Either case, if we want to support Compile / sbt.Keys.packageBin := bundle.value, then bundle can't transitively call packageBin. fullClasspath depends on exportedProducts, which depends on packageBin when exportJars is true.

I am still somewhat unsure whether this is an actual problem or not, the reason behind wanting to use fullClasspath was to fix an issue in Pekko where we had a bespoke case of creating fatjar using sbt-assembly that had zero dependencies and because that jar had zero dependencies it wasn't contained within dependencyClasspathAsJars (but is still contained within fullClasspath). So one can make an argument that this really is an exceptional case and hence the usage of explodedJars is appropriate.

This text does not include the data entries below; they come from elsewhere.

PR #15, opened 2017-05-30
add support for filename and language override

smola:
* Updates to latest protocol version.
* Uses language from the request if provided.
* Uses filename for language detection if provided.


smola:
Requires https://github.com/bblfsh/sdk/pull/118

PR #20, opened 2017-05-31
Support running in Docker

smola:
This PR introduces fixes to be able to run inside a (privileged) Docker container.
Also includes CI setup to push images to Docker Hub.


smola:
So it definitely works: https://hub.docker.com/r/bblfsh/server/tags/ ;)

PR #25, opened 2017-06-14
Set the max number of driver instances to CPU cores

vmarkovtsev:
+ Add the environment variable

### DIFF
--- a/pool.go
+++ b/pool.go
@@ -3,6 +3,9 @@ package server
 import (
 	"fmt"
 	"math"
+	"os"
+	"runtime"
+	"strconv"
 	"sync/atomic"
 	"time"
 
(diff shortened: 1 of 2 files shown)


pool.go
```diff
@@ -235,7 +239,20 @@ type ScalingPolicy interface {
 // DefaultScalingPolicy returns a new instance of the default scaling policy.
 // Instances returned by this function should not be reused.
 func DefaultScalingPolicy() ScalingPolicy {
-	return MovingAverage(10, MinMax(1, 10, AIMD(1, 0.5)))
+	maxInstances := 0
+	// Try to read maxInstances from the environment variable
+	maxInstancesEnv := os.Getenv("BBLFSH_SCALING_MAX_INSTANCES")
```
abeaumont: I think it'd be better to move this context dependant code outside and pass them as arguments explicitely

vmarkovtsev: I see that `DefaultScalingPolicy()` is used in many places, including the tests. What shall I do with all of those?

smola: @abeaumont that can be done by not using `DefaultScalingPolicy()` and instantiated it instead.

Nonetheless, this code should be in `func init()`, initializing a global variable (e.g. `DefaulMaxInstancesPerDriver`), and then using that variable here.

But you're right that at some point we should move this kind of configuration to `server.go` and propagate it up to the `cli` package. I think would leave that to a further PR though.

vmarkovtsev:
@smola Did as you said, changed the corresponding test to pass.

PR #30, opened 2017-06-15
Prevent potential race condition on drivers map

dennwc:
There is a chance that multiple `ParseUAST` will be invoked simultaneously, thus a data race will occur on `Server.drivers` map.

This change protects map with `RWMutex`.

As a bonus, clients will wait until driver becomes available instead of returning weird errors from RPCs while pull is in progress.

Note: currently server will be blocked with a single driver pull, preventing other language drivers to be pulled concurrently. PR can be extended to add fine-grained locking for each driver pool in the map.

### DIFF
--- a/server.go
+++ b/server.go
@@ -2,6 +2,7 @@ package server
 
 import (
 	"net"
+	"sync"
 
 	"github.com/bblfsh/server/runtime"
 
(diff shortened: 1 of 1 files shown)


smola:
Thanks @dennwc.

Opened this issue for follow up: https://github.com/bblfsh/server/issues/32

On the other hand, its not the best user experience because if you don't do this, you basically create broken jar's which you only figure out at runtime in another project that includes your jar's as a standard dependency.

In short from what I can understand, ideally we would just use fullClasspath since that contains all the same jar's (generated by packageBin) that you would ordinarily have, but this doesn't work because of a technical limitation in sbt (the necessary dependency information is missing at that point in time) so instead we are using (dependencyClasspathAsJars in Compile).value.map(_.data) ++ (products in Compile).value.